Zwiebel, Paprika kleinschneiden, mit Knoblauch, Pfeffer, Salz in etwas Öl knackig andünsten.

Das auf ne Alufolie, das gesalzene Hechtfilet drauflegen, zupacken und ab auf den Grill.

Je nach Filetgröße/Hitze dauert das zwischen 10 und 20 Minuten auf dem Grill.


----------



## fantazia (2. August 2007)

*AW: hechtfilet grillen*

also das filet in die mitte der alufolie und oben und unten vom filet das gemisch rauf?


----------



## FisherMan66 (3. August 2007)

*AW: hechtfilet grillen*

Jau, das Rezept von Thomas hört sich lecker an - na ja, Profi halt.

Vielleicht könnte man es etwas variieren, indem man die Zwiebel/Paprika-Mischung in der Pfanne mit Lauchringen ergänzt und nicht so stark würzt. 
Dann in Alufolie, nen Stück Kräuterbutter drauf und dann das gesalzene Hechtfilet obenauf legen. Ich würde den Fisch evtl. noch säuern und leicht pfeffern.

(So ähnlich war hier schon mal nen Rezept beschrieben)


----------



## FisherMan66 (3. August 2007)

*AW: hechtfilet grillen*

Hätte noch ne zweite Variante, ist aber aufwendiger.

Am besten geht das, wenn die Haut noch am Filet ist.

Hechtfilet mit Zitrone säuern und salzen und pfeffern.
Eine Grillschale mit Öl bepinseln und den Hecht schön knusprig brutzeln.

Vorher bereitest Du Dir ein schönes, asiatisches Ketchup zu.

z.B.

500ml Wasser und 500g Zucker in einen Topf geben, dazu 2-3 EL Reisweinessig. 2 Rote und eine Grüne Chilli-Schote in Ringe schneiden und dazu geben. Wenn gewünscht, eine feingehackte Knoblauchzehe.
Das ganze so lange Köcheln, bis sich eine sirupartige Konsistenz eingestellt hat. 
Dann etwas Tomatenmark dazu geben (schöne Farbe und Bindung) und das Ganze mit dem Mixer pürrieren. Dann solange mit Salz abschmecken, bis sich ein kräftiger Geschmack einstellt. (aber nicht versalzen)


----------



## FisherMan66 (3. August 2007)

*AW: hechtfilet grillen*

Eine weitere Möglichkeit, aber auch mit nen wenig Vorarbeit verbunden.

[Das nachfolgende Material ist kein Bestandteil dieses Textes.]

PR #462, opened 2024-06-28
Send Native token in MultiESDTNFTTransfer

popenta:
Added support to send both native and esdt tokens using `MultiESDTNFTTransfer`.

### DIFF
--- a/src/transactionsFactories/smartContractTransactionsFactory.ts
+++ b/src/transactionsFactories/smartContractTransactionsFactory.ts
@@ -96,9 +96,7 @@ export class SmartContractTransactionsFactory {
         let numberOfTokens = tokenTransfers.length;
 
         if (nativeTransferAmount && numberOfTokens) {
-            const nativeTransfer = TokenTransfer.newFromEgldAmount(nativeTransferAmount);
-            tokenTransfers.push(nativeTransfer);
-
+            tokenTransfers.push(TokenTransfer.newFromEgldAmount(nativeTransferAmount));
             nativeTransferAmount = 0n;
             numberOfTokens++;
         }
--- a/src/transactionsFactories/smartContractTransactionsFactory.ts
+++ b/src/transactionsFactories/smartContractTransactionsFactory.ts
@@ -91,7 +91,7 @@ export class SmartContractTransactionsFactory {
         tokenTransfers?: TokenTransfer[];
     }): Transaction {
         const args = options.arguments || [];
-        let tokenTransfers = options.tokenTransfers || [];
+        let tokenTransfers = options.tokenTransfers ? [...options.tokenTransfers] : [];
         let nativeTransferAmount = options.nativeTransferAmount ?? 0n;
         let numberOfTokens = tokenTransfers.length;
 
--- a/src/transactionsFactories/smartContractTransactionsFactory.ts
+++ b/src/transactionsFactories/smartContractTransactionsFactory.ts
@@ -1,12 +1,12 @@
 import { Address } from "../address";
-import { CONTRACT_DEPLOY_ADDRESS_HEX, VM_TYPE_WASM_VM } from "../constants";
-import { Err, ErrBadUsage } from "../errors";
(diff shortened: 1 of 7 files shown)


src/transactionsFactories/smartContractTransactionsFactory.ts
```diff
@@ -91,19 +91,23 @@ export class SmartContractTransactionsFactory {
...
-        const nativeTransferAmount = options.nativeTransferAmount ?? 0n;
-        const numberOfTokens = tokenTransfer.length;
+        let tokenTransfers = options.tokenTransfers ? [...options.tokenTransfers] : [];
+        let nativeTransferAmount = options.nativeTransferAmount ?? 0n;
+        let numberOfTokens = tokenTransfers.length;
 
         if (nativeTransferAmount && numberOfTokens) {
-            throw new ErrBadUsage("Can't send both native tokens and custom tokens(ESDT/NFT)");
+            const nativeTransfer = TokenTransfer.newFromEgldAmount(nativeTransferAmount);
+            tokenTransfers.push(nativeTransfer);
```
andreibancioiu, line 100: Maybe use array concatenation, similar to Python?

src/transactionsFactories/transferTransactionsFactory.ts
```diff
@@ -82,18 +82,10 @@ export class TransferTransactionsFactory {
         return this.gasEstimator !== undefined;
     }
 
-    private ensureMembersAreDefined() {
+    private ensureConfigIsDefined() {
```
andreibancioiu, line 85: Indeed, the presence of `this.config` indicates the presence of `tokenComputer` and `tokenTransfersDataBuilder`, as well. Also, we can set `this.tokenComputer` and `this.tokenTransfersDataBuilder` in constructor no matter what (irrespective to `isGasEstimator()`).

In v14, this is the first legacy thing to be dropped :)

src/transactionsFactories/transferTransactionsFactory.ts
```diff
@@ -152,6 +144,44 @@ export class TransferTransactionsFactory {
...
+            return this.createTransactionForNativeTokenTransfer({
+                sender: options.sender,
+                receiver: options.receiver,
+                nativeAmount: nativeAmount,
+                data: options.data,
+            });
+        }
+
+        const nativeTransfer = nativeAmount ? TokenTransfer.newFromEgldAmount(nativeAmount) : undefined;
+        nativeTransfer ? tokenTransfers.push(nativeTransfer) : null;
```
andreibancioiu, line 176: As mentioned above, array concatenation can be used (optional).

andreibancioiu (dismissed):

andreibancioiu (approved):

src/transactionsFactories/transferTransactionsFactory.ts
```diff
@@ -152,6 +144,46 @@ export class TransferTransactionsFactory {
...
+        nativeAmount?: bigint;
+        tokenTransfers?: TokenTransfer[];
+        data?: Uint8Array;
+    }): Transaction {
+        const nativeAmount = options.nativeAmount ?? 0n;
+        let tokenTransfers = options.tokenTransfers ? [...options.tokenTransfers] : [];
+        const numberOfTokens = tokenTransfers.length;
+
+        if (!nativeAmount && numberOfTokens === 0) {
+            throw new ErrBadUsage("No native token amount or token transfers provided");
```
bogdan-rosianu, line 159: will this be thrown if I want to send a 'notarizing' transaction? since the native amount is 0 and there is no transferred token. I believe that this is a valid use case and we should allow it. So only throw error if nativeAmount is undefined and tokenTransfers is undefined

bogdan-rosianu: ex: Alice wants to send Bob 0 egld but with data field 'Hello'. I think it will fail, as of now

popenta: It will, but added support for it now.

bogdan-rosianu (approved):

andreibancioiu (approved):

Tomaten abwellen, Haut abziehen, Kerngehäuse entfernen und in kleine Würfel schneiden.
Zucchini in kleine Würfel schneiden. Kleine Zwiebel fein würfeln.
Mit Creme Fraiche (hoffentlich ist das richtig geschrieben), Basilikum, Oregano, Salz, Pfeffer und ein wenig Chilli abschmecken. 

Hechtfilet in Portionsstücke schneiden, säuern, leicht salzen und pfeffern.
Alufolie mit der vorher bereiteten Mischung ca 1-2cm bestreichen und das Filet darauf legen. Folie schön dicht verschließen und so ca. 10-20 min, je nach Dicke des Filets, auf den Grill legen.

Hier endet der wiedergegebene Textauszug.